Because many of the policies, guidance and laws governing defense support of civil authorities predate the founding of U.S. Northern Command, Renuart said he will be working to affect legislative and policy changes to increase joint training, planning and operations.

Air Force Col. Michael Hare will play a role in the evolving program as the director of Air Force North National Security and Emergency Preparation. He said that attendees received a glimpse of what the future holds for all the services.

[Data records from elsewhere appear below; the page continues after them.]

Issue #675, opened 2019-06-24
Bani Overlay having issues with Ceremonies


maneetpaul:
Similar to #643 - when going through the Anand Karaj ceremony deck while using Bani Overlay, it will randomly show the Anand Karaj title slide in the overlay throughout the ceremony deck as you go through it. 

Check out the video below around 1:43:35:
https://youtu.be/6vesbIfMLXk?t=6215

PR #691, opened 2019-07-02
Fix issue with ceremony showing first line in overlay after paging

tsingh777:
should fix https://github.com/KhalisFoundation/sttm-desktop/issues/675

### DIFF
--- a/www/js/controller.js
+++ b/www/js/controller.js
@@ -554,7 +554,7 @@ module.exports = {
     if (document.body.classList.contains('livefeed')) {
       showLinePayload.live = true;
     }
-
+    // when paging, the first line gets loaded again. this makes sure obs shows the correct line.
     if (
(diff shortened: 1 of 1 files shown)


www/js/controller.js
```diff
@@ -554,7 +554,11 @@ module.exports = {
     if (document.body.classList.contains('livefeed')) {
       showLinePayload.live = true;
     }
-    if (start === 0 || start === undefined || mode === 'append') {
+
+    if (
+      (start === 0 || start === undefined || mode === 'append') &&
+      !(showLinePayload.Line.sessionKey.indexOf('ceremony') > -1 && mode === 'append' && start > 0)
```
inderpreetsingh: Maybe add a comment explaining what this does?

tsingh777: done.

PR #694, opened 2019-07-05
Increment version to 5.2.2

tsingh777:


maneetpaul:
We'll use 5.2.2 for now. But if #665 is completed this will change to 5.3

PR #707, opened 2019-07-12
Update Beta

maneetpaul:


maneetpaul:
Let's hold off on merging this until we fix #710

Issue #687, opened 2019-07-02
Anand Karaj and Anand Sahib don't appear in history on Win7


maneetpaul:
This only applies to the Anand Karaj ceremony and the Anand Sahib (Bhog) shortcut. They don't appear in the history panel correctly as other Bani's / Shabads do. Only verified this on Windows 7. All other Banis / Shabads work fine. 

<img width="695" alt="Screen Shot 2019-07-02 at 12 48 25 PM" src="https://user-images.githubusercontent.com/10658257/60531343-c68c8180-9cc8-11e9-8356-113a50523e6c.png">

PR #719, opened 2019-07-18
Adds name of ceremony to the ceremony object

inderpreetsingh:
Screenshot 2019-07-18 at 11 56 03 AM


maneetpaul:
I believe this is to fix #687

PR #723, opened 2019-07-23
Port overlay

inderpreetsingh:
https://youtu.be/LZeIU_xJrzo

Now the search for ports happen when you open window and click open the toggle.

### DIFF
--- a/app.js
+++ b/app.js
@@ -31,7 +31,7 @@ const store = new Store({
 
 const appVersion = app.getVersion();
 
-const { overlayCast } = store.getUserPref('app.overlay-cast');
+const overlayCast = store.getUserPref('app.overlay-cast');
 
 let mainWindow;
 let viewerWindow = false;
--- a/app.js
+++ b/app.js
@@ -24,33 +24,14 @@ expressApp.use(express.static(path.join(__dirname, 'www', 'obs')));
 
 const { app, BrowserWindow, dialog, ipcMain } = electron;
 
-op.find(
-  {
-    // Re: http://www.sikhiwiki.org/index.php/Gurgadi
-    ports: [1397, 1469, 1539, 1552, 1574, 1581, 1606, 1644, 1661, 1665, 1675, 1708],
-    count: 1,
-  },
-  (err, port) => {
-    if (err) {
-      dialog.showErrorBox(
-        'Overlay Error',
-        'No free ports available. Close other applications and Reboot the machine',
-      );
-      app.exit(-1);
-      return;
-    }
-    global.overlayPort = port;
-    // console.log(`Overlay Port No ${port}`);
-    http.listen(port);
-  },
-);
-
 const store = new Store({
   configName: 'user-preferences',
   defaults: defaultPrefs,
 });
 
 const appVersion = app.getVersion();
+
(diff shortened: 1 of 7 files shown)


www/js/overlay.js
```diff
@@ -13,8 +13,12 @@ const { store } = remote.require('./app');
 const analytics = remote.getGlobal('analytics');
 
 const { overlayVars } = store.get('obs').overlayPrefs;
+let overlayCast = store.getUserPref('app.overlay-cast');
 
-const url = `http://${host}:${overlayPort}/`;
+const controlPanel = document.querySelector('.control-panel');
+const webview = document.createElement('webview');
+
+let url = `http://${host}:${overlayPort}/`;
```
tsingh777: copy button's url doesn't get updated when initially off

app.js
```diff
@@ -301,6 +282,41 @@ const shouldQuit = app.makeSingleInstance(() => {
...
+      http.listen(port);
+    },
+  );
+};
+
+ipcMain.on('toggle-obs-cast', (event, arg) => {
+  if (arg) {
+    searchPorts();
+  } else {
+    http.close();
```
tsingh777: Doesn't look overlay actually turns off. updating lines still updates the webpage.

www/js/overlay.js
```diff
@@ -309,11 +339,12 @@ const themeSwatchFactory = themeOptions => {
 
 themeSelector.appendChild(h('div.theme-selector-header', 'Presets'));
 
+document.body.classList.toggle('overlay-off', !overlayCast);
```
tsingh777: the buttons still work when toggle is off

app.js
inderpreetsingh: Yes, I have shared about that in `sttm-desktop-dev`, please take a look. 🙏 That's the default behaviour of http.close(). It won't kill existing connections but prevent new connections.

www/js/overlay.js
inderpreetsingh: Yes, but it gets updated as soon as we click the on/off switch.

www/js/overlay.js
inderpreetsingh: Should be fixed now.

www/src/scss/_overlay.scss
```diff
@@ -157,6 +157,52 @@ input[type='color'] {
   width: 60px;
 }
 
+.overlay-off {
+  .cp-icon,
+  .setting-label {
+    color: #ddd;
+    cursor: not-allowed;
+    pointer-events: none;
```
tsingh777: minor thing: larivaar/padched button and copy url button still seem to work when disabled.

www/js/overlay.js
```diff
@@ -195,6 +201,31 @@ const toggleLarivaar = h(
   h('div.setting-label', `Use ${overlayVars.overlayLarivaar ? 'Padched' : 'Larivaar'}`),
 );
 
+const toggleCast = h(
+  'div.input-wrap.cast-toggle',
+  {
+    onclick: evt => {
```
tsingh777: perhaps we should also send empty slide if toggle is being turned off? doesn't have to be this PR.

PR #735, opened 2019-08-10
Increment to 5.3.3

maneetpaul:


package.json
```diff
@@ -1,7 +1,7 @@
 {
   "productName": "SikhiToTheMax",
   "name": "sttm-desktop",
-  "version": "5.3.2",
+  "version": "6.0.0",
```
tsingh777: should we do 5.3.3 for that overlay bug?

maneetpaul: Agreed.

PR #122, opened 2022-07-13
test: lang aladino builder unit tests

shay2025:
## Description

This pull request introduces the unit tests for aladino builder.
In order to develop this tests, we had to change the access to the testing functions since they would be needed to be exported.
This caused the `parser.y` to also be changed.

## Related issue

*None*

## Type of change

## How was this tested?

Ran `task test` command.

## Checklist

### DIFF
--- a/lang/aladino/expr.go
+++ b/lang/aladino/expr.go
@@ -245,7 +245,7 @@ type Variable struct {
 	ident string
 }
 
-func variable(ident string) *Variable {
+func VariableConstr(ident string) *Variable {
 	return &Variable{ident}
 }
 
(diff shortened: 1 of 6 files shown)


lang/aladino/expr.go
```diff
@@ -245,7 +245,7 @@ type Variable struct {
 	ident string
 }
 
-func variable(ident string) *Variable {
+func VariableConstr(ident string) *Variable {
```
ferreiratiago, line 248: Let's call this `VariableBuilder` and apply the same idea to the other functions.

ferreiratiago (changes requested):

marcelosousa (approved):

PR #125, opened 2022-07-14
test: nil file test case in $hasCodePattern unit tests

shay2025:
## Description

This pull request completes the unit tests for `$hasCodePattern` giving a coverage of 100% for this function builtin.

## Related issue

*None*

## Type of change

## How was this tested?

Ran `task test` command.

## Checklist

### DIFF
--- a/plugins/aladino/functions/hasCodePattern_test.go
+++ b/plugins/aladino/functions/hasCodePattern_test.go
@@ -20,9 +20,10 @@ import (
 var hasCodePattern = plugins_aladino.PluginBuiltIns().Functions["hasCodePattern"].Code
 
 func TestHasCodePattern_WhenPullRequestPatchHasNilFile(t *testing.T) {
+    fileName := "default-mock-repo/file1.ts"
 	mockedPullRequestFileList := &[]*github.CommitFile{{
 		Patch:    nil,
-		Filename: github.String("default-mock-repo/file1.ts"),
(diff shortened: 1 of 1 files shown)


reviewpad-team:
**Reviewpad Report**

plugins/aladino/functions/hasCodePattern_test.go
```diff
@@ -39,6 +40,8 @@ func TestHasCodePattern_WhenPullRequestPatchHasNilFile(t *testing.T) {
 		log.Fatalf("mockDefaultEnv failed: %v", err)
 	}
 
+    mockedEnv.GetPatch()[fileName] = nil
```
ferreiratiago, line 43: Does this makes sense since we are mocking the `Patch` on line [25](https://github.com/reviewpad/reviewpad/pull/125/files#diff-c7812721a05bcb154055c03fdb0ce63bd70d874b7dad35c9e5a65e374d50b1ffR25) as nil?

shay2025: Even if we mock it, instead of `nil` we'll get:
```
&aladino.File{
  Repr: &github.CommitFile{
	Filename: github.String(filename),
  },
  Diff: []*aladino.DiffBlock{},
}
```
which isn't `nil` so in order to test the case in question we need to enforce the `nil` value.

PR #131, opened 2022-07-14
test: lang aladino env unit tests

shay2025:
## Description

This pull request introduces unit tests for `lang/aladino/env`.

## Related issue

*None*

## Type of change

## How was this tested?

Ran `task test` cmd.

## Checklist

### DIFF
--- a/lang/aladino/env_test.go
+++ b/lang/aladino/env_test.go
@@ -36,7 +36,7 @@ func TestGetCollector_WithDefaultEnv(t *testing.T) {
 		log.Fatalf("mockDefaultEnv failed: %v", err)
 	}
 
-	wantCollector := aladino.DefaultCollector
+	wantCollector := aladino.DefaultMockCollector
 
 	gotCollector := mockedEnv.GetCollector()
 
@@ -123,6 +123,7 @@ func TestGetBuiltIns_WithDefaultEnv(t *testing.T) {
 	assert.Equal(t, len(wantBuiltIns.Functions), len(gotBuiltIns.Functions))
 	assert.Equal(t, len(wantBuiltIns.Actions), len(gotBuiltIns.Actions))
 
+	// TODO: Search a way to compare functions
 	for functionName, functionCode := range wantBuiltIns.Functions {
 		assert.NotNil(t, gotBuiltIns.Functions[functionName])
 		assert.Equal(t, functionCode.Type, gotBuiltIns.Functions[functionName].Type)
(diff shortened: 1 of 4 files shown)


ferreiratiago (changes requested):
Please review the use of `reflect.DeepEqual` to make sure it's the right function to compare the output.

lang/aladino/env_test.go
```diff
@@ -0,0 +1,250 @@
...
+		"emptyFunction": aladino.BuildFunctionType([]aladino.Type{}, nil),
+		"emptyAction":   aladino.BuildFunctionType([]aladino.Type{}, nil),
+	})
+
+	gotTypeEnv := *aladino.NewTypeEnv(mockedEnv)
+
+	assert.Equal(t, wantTypeEnv, gotTypeEnv)
+}
+
+// The MockDefaultEnv function to create a mocked default env, it uses the NewEvalEnv which is the function we wish to test
```
marcelosousa, line 174: This comment is a bit confusing. From the name of the function, we should be testing NewEval but it's only called indirectly through the MockDefaultEnv. It seems that what we are really testing is the MockDefaultEnv.

lang/aladino/env_test.go
```diff
@@ -0,0 +1,250 @@
...
+				}),
+			),
+		},
+		nil,
+	)
+
+	assert.Equal(t, err.(*github.ErrorResponse).Message, failMessage)
+}
+
+func TestNewEvalEnv_WhenNewFileFails(t *testing.T) {
```
marcelosousa, line 196: Same comment from previous function applies here and in the next test functions.

marcelosousa (changes requested):
Thanks for this! I've left comments in the diff.

marcelosousa (commented):
Please check the comments.

lang/aladino/mocks.go
```diff
@@ -15,19 +15,23 @@ import (
...
-const defaultMockPrID = 1234
-const defaultMockPrNum = 6
-const defaultMockPrOwner = "foobar"
-const defaultMockPrRepoName = "default-mock-repo"
+const DefaultMockPrID = 1234
+const DefaultMockPrNum = 6
+const DefaultMockPrOwner = "foobar"
+const DefaultMockPrRepoName = "default-mock-repo"
+
+var DefaultContext = context.Background()
```
marcelosousa, line 27: please rename to DefaultMockX

marcelosousa (approved):
🙌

“There’s a lot of work to be done as we establish the best way for local, state and federal agencies to work together and serve the American people,” Hare said. “It’s very a gratifying mission to be working to improve homeland defense.”

Renuart said that the American people deserve nothing less than unity of effort from the services and components.

“I think it’s the right thing to do for our country,” Renuart said. “My mother lives in California, and when fires threaten her home or when hurricanes threaten somewhere else, we want Americans to have a sense that we’re there to help them. I don’t want to get a call from my mom saying, ‘You’re not doing your job.’ That’s the approach each of you needs to have.